Thin film transistors, 44, 45 ... Electrode pads, 46 ... Short ring, 47 ... Antistatic means, 48, 49 ... Surge voltage protection means, 52, 53 ... Diodes, 54, 5
5 ... Capacitor, 56, 57 ... Ground wire.

Claims (3)

[Claims] 1. A plurality of pixels arranged in a matrix and each having a switching element, and a plurality of signal lines and a plurality of address lines respectively connected to the switching element for selecting the pixel. In the active matrix type display device, the signal lines are grounded via a first surge voltage protection means between the power supply electrode pad of the signal line and the switching element, wherein 1 surge voltage protection means comprises a rectifying element and a capacitive element connected in series with each other, the cathode of the rectifying element is connected to the signal line and the anode is connected to one end of the capacitive element, and Display device having surge voltage protection function characterized in that the other end of the capacitive element is grounded 2. The address line is grounded via a second surge voltage protection means between the power supply electrode pad of the address line and the switching element, wherein the second surge voltage protection is provided.

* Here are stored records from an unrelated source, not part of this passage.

PR #1142, opened 2016-03-03
Do the implicit search shadowing check in the correct context

smarter:
This commit fixes a very sneaky bug, the following code:
```scala
lazy val shadowing =
  typed(untpd.Ident(ref.name) withPos pos.toSynthetic, funProto)
       (nestedContext.addMode(Mode.ImplicitShadowing).setExploreTyperState)
```
is parsed by scalac as:
```scala
lazy val shadowing =
  typed(untpd.Ident(ref.name) withPos pos.toSynthetic, funProto);
(nestedContext.addMode(Mode.ImplicitShadowing).setExploreTyperState);
```
So we don't actually use the nested context in `typed`, instead we end
up implicitly using `ctx`!

Review by @odersky

### DIFF
--- a/src/dotty/tools/dotc/typer/Implicits.scala
+++ b/src/dotty/tools/dotc/typer/Implicits.scala
@@ -491,8 +491,8 @@ trait Implicits { self: Typer =>
             pt)
         val generated1 = adapt(generated, pt)
         lazy val shadowing =
-          typed(untpd.Ident(ref.name) withPos pos.toSynthetic, funProto)
-               (nestedContext.addMode(Mode.ImplicitShadowing).setExploreTyperState)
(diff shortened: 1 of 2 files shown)


smarter:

Second means connected in series with each other
Rectifying element and a second capacitance element, one end of the second capacitance element is connected to the address line and the other end is connected to the anode of the second rectification element, and The display device having a surge voltage protection function according to claim 1, wherein the cathode of the rectifying element is grounded. 3. The signal line has a redundant structure adjacent to the connection node in order to repair the disconnection of the signal line at the connection node of the first surge voltage protection means. A display device having the surge voltage protection function described in 1 or 2.